### Prompt
Go through the data line by line and count the lines that hold "pull". Reply with the total only.

= = = =

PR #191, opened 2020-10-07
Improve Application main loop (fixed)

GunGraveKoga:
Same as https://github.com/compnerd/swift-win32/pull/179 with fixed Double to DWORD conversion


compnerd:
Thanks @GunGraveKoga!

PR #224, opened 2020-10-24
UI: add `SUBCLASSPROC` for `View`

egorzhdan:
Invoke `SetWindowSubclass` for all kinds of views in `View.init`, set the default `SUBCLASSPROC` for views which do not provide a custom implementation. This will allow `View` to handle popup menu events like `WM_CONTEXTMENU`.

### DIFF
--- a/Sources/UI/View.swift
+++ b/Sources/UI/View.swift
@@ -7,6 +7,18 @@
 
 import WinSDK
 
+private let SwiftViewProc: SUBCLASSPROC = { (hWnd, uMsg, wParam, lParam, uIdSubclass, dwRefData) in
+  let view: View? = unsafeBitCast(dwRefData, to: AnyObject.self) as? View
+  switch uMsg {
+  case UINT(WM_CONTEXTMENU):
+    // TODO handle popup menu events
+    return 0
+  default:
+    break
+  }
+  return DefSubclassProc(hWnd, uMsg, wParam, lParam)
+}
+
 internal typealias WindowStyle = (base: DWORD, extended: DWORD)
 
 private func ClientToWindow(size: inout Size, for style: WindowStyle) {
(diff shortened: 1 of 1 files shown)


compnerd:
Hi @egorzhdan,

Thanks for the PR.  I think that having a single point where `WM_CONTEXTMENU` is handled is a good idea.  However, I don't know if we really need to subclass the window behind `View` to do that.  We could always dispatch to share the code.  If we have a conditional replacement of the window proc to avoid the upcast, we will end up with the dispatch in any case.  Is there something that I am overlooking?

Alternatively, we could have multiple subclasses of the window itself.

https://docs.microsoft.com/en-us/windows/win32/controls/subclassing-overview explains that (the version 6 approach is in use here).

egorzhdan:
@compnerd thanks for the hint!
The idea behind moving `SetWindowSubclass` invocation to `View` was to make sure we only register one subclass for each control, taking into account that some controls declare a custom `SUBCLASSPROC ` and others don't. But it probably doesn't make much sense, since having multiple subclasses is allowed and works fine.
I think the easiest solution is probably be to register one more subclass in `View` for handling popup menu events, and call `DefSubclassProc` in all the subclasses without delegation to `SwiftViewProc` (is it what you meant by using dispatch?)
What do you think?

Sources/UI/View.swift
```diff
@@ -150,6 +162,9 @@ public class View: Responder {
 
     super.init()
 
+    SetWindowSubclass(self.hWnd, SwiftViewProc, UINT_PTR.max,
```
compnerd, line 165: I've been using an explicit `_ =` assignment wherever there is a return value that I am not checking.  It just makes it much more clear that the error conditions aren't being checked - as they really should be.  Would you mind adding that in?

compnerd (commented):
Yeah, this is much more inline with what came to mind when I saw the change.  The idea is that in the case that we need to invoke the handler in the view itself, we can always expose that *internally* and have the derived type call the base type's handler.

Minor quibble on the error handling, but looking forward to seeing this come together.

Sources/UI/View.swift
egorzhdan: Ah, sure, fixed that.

= = = =

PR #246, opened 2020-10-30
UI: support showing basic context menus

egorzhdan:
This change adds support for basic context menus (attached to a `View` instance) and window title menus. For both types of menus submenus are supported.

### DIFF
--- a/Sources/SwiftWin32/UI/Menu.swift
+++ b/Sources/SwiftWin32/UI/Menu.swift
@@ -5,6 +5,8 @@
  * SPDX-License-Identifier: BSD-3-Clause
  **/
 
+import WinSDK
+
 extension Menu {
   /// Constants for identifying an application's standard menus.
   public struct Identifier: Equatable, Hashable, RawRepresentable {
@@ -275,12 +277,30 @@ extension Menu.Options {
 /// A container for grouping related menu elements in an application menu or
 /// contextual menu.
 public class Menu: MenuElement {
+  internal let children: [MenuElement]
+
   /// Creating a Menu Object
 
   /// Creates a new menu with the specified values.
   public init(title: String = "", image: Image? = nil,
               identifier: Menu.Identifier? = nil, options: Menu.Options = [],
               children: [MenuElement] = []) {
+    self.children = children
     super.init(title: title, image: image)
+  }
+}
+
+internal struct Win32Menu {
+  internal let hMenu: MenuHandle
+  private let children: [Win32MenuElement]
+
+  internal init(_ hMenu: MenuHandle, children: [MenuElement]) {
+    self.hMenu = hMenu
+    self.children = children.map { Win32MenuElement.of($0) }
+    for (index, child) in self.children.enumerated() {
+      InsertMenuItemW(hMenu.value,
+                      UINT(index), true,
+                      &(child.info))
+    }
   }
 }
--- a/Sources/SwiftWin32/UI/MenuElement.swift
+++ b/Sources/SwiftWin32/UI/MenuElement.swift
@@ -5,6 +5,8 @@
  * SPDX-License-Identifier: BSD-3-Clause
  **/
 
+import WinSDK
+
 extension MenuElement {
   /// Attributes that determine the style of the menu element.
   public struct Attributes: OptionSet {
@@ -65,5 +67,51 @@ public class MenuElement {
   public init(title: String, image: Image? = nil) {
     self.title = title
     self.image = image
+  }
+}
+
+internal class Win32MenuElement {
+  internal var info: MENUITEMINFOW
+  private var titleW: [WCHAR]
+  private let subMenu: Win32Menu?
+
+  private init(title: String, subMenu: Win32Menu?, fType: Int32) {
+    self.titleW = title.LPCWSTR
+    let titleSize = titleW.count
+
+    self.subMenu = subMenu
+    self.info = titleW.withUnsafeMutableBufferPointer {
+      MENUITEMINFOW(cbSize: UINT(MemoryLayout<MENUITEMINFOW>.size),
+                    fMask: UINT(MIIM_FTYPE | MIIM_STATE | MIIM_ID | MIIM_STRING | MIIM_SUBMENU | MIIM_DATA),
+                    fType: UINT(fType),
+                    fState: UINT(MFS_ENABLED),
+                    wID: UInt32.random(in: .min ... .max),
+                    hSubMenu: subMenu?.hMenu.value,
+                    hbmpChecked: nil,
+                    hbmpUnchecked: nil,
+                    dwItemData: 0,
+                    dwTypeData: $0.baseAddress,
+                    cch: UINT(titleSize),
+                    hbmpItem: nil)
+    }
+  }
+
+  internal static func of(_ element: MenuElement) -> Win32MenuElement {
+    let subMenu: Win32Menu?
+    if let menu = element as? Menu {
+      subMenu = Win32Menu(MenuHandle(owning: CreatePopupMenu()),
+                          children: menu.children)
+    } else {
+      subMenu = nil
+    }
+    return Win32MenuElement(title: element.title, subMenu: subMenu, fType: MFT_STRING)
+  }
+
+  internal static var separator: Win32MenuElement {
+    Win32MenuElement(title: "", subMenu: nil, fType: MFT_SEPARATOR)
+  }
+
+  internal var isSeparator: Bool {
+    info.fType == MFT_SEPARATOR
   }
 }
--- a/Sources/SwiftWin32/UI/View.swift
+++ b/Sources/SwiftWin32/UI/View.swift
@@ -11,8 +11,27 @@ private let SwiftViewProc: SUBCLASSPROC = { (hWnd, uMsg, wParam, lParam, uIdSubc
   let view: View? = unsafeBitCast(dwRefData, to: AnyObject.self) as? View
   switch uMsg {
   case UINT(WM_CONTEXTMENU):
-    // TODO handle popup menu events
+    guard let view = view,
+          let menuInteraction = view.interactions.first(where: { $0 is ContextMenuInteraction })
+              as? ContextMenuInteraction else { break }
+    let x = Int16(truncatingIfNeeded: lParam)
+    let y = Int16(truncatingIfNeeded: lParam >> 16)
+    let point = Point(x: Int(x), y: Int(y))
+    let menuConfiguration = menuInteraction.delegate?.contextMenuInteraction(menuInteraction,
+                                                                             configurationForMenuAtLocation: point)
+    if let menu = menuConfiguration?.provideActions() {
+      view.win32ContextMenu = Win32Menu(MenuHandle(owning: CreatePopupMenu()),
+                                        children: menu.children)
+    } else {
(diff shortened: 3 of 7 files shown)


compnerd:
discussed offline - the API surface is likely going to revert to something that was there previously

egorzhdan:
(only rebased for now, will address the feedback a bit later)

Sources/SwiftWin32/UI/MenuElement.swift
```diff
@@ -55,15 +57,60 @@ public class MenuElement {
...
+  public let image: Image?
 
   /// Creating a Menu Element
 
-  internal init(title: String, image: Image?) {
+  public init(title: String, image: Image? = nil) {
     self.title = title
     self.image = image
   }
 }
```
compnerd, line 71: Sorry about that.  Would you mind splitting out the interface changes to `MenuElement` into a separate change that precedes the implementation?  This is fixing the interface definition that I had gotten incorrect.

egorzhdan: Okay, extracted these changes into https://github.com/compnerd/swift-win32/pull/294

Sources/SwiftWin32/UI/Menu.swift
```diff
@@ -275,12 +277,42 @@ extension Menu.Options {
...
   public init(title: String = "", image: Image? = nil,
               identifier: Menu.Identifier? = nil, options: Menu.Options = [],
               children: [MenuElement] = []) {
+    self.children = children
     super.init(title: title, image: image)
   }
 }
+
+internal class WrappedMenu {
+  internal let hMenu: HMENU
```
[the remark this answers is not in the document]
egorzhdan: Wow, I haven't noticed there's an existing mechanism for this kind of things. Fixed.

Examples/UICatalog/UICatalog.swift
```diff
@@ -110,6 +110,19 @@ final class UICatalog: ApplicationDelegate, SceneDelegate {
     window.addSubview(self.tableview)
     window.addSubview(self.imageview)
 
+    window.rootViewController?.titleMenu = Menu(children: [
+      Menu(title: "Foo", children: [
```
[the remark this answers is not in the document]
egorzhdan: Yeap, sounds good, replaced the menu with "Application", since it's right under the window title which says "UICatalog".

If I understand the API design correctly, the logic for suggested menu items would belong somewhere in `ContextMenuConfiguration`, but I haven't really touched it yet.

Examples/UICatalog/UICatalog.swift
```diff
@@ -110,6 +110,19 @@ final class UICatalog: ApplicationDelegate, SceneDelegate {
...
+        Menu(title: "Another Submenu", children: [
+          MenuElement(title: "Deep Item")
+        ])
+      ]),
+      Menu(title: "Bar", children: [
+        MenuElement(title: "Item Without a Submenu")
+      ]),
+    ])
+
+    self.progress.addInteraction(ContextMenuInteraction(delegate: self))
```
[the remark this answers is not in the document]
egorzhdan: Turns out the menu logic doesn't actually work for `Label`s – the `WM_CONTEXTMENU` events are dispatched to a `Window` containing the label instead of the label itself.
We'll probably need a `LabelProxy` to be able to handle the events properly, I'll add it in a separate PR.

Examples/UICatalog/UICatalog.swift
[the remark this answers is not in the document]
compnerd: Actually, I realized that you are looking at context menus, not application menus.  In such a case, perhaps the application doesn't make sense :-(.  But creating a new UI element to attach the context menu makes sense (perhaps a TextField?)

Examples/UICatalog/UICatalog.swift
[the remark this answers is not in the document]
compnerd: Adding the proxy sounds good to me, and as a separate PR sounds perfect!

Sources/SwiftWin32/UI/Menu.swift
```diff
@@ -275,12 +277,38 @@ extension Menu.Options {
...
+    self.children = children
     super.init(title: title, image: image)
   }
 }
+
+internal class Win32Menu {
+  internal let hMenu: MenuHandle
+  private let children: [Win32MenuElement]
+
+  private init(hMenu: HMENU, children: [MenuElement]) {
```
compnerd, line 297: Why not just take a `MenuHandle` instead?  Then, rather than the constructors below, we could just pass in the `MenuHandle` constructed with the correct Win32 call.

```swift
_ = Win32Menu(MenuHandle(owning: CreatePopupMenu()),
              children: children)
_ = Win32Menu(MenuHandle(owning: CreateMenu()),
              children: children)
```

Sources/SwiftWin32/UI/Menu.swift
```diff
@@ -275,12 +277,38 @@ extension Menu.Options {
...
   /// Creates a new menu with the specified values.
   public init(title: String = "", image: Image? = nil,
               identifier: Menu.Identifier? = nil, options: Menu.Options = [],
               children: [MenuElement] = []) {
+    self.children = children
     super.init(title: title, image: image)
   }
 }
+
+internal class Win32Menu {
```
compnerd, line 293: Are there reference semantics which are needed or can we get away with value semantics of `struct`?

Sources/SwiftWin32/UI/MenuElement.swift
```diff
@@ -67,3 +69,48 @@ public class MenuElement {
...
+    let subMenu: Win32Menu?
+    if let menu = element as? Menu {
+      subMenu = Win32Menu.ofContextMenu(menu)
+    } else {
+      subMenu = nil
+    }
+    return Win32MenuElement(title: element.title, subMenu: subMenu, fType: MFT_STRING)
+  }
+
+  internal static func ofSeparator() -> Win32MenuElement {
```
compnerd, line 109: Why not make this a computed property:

= = = =

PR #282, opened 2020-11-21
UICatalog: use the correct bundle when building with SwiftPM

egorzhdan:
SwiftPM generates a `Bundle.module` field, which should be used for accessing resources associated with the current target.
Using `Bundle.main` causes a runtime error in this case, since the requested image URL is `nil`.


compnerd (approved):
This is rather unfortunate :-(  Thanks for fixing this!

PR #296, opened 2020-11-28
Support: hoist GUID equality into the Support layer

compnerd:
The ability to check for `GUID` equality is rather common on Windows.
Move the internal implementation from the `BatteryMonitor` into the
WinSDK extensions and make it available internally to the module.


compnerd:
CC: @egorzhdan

= = = =

### Result
2